Scan the records for the string "Functions", then copy each line that has it.

==*==

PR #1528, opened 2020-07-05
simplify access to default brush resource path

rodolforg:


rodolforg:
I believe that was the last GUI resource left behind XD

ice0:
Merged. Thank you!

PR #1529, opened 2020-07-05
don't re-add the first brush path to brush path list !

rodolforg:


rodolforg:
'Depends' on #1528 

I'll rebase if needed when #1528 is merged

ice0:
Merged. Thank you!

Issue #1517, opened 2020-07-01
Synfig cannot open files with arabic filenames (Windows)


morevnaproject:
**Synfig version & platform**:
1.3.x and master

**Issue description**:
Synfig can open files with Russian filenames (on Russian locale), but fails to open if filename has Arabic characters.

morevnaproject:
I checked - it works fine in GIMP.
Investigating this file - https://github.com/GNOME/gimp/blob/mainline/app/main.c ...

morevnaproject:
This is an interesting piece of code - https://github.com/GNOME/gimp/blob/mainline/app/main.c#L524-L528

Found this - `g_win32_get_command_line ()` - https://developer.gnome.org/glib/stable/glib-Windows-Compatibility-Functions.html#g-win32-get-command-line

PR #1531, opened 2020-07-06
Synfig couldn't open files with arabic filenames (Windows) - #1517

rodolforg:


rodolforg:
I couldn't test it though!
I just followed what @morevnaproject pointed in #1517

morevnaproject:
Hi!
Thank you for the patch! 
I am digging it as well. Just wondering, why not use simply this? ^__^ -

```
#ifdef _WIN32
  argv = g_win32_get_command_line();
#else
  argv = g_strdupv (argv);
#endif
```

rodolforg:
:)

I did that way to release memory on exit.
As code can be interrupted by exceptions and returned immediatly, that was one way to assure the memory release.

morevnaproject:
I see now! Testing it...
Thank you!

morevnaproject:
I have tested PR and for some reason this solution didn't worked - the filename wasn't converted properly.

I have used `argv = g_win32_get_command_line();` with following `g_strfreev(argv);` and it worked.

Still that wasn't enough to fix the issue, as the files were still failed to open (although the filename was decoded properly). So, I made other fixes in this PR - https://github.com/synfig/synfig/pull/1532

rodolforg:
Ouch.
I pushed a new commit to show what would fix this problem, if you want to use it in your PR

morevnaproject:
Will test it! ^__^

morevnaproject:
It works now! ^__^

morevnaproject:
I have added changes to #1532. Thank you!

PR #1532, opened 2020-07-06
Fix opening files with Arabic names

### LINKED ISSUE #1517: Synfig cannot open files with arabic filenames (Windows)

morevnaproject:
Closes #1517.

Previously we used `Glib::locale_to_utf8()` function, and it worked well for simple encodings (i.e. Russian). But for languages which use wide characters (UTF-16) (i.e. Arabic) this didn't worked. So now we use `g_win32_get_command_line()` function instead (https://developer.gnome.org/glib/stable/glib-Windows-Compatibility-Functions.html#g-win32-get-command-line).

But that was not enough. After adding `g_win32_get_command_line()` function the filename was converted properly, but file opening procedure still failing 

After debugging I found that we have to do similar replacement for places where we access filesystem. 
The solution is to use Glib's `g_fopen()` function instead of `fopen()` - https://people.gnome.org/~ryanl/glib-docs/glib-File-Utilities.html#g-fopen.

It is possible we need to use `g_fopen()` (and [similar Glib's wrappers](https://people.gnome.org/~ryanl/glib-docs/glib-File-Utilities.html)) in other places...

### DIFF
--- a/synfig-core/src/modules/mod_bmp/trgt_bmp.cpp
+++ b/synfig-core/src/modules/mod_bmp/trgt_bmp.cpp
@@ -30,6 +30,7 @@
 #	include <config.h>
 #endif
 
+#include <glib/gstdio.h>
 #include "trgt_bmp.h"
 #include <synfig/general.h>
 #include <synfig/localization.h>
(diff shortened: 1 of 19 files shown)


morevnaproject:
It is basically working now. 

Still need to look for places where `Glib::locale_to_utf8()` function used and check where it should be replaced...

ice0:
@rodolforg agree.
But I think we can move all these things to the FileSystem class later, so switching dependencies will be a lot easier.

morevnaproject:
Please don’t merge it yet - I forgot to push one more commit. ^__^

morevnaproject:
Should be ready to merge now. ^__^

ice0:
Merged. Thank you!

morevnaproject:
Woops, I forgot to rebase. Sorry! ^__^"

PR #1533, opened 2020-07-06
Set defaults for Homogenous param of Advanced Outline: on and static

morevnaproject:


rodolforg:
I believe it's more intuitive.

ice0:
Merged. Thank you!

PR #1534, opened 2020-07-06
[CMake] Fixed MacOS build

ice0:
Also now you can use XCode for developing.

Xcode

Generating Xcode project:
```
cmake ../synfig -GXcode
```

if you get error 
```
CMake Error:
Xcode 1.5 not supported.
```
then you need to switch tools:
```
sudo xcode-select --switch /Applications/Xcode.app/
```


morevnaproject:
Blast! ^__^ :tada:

==*==

_Task solution_
Found this - `g_win32_get_command_line ()` - https://developer.gnome.org/glib/stable/glib-Windows-Compatibility-Functions.html#g-win32-get-command-line
Previously we used `Glib::locale_to_utf8()` function, and it worked well for simple encodings (i.e. Russian). But for languages which use wide characters (UTF-16) (i.e. Arabic) this didn't worked. So now we use `g_win32_get_command_line()` function instead (https://developer.gnome.org/glib/stable/glib-Windows-Compatibility-Functions.html#g-win32-get-command-line).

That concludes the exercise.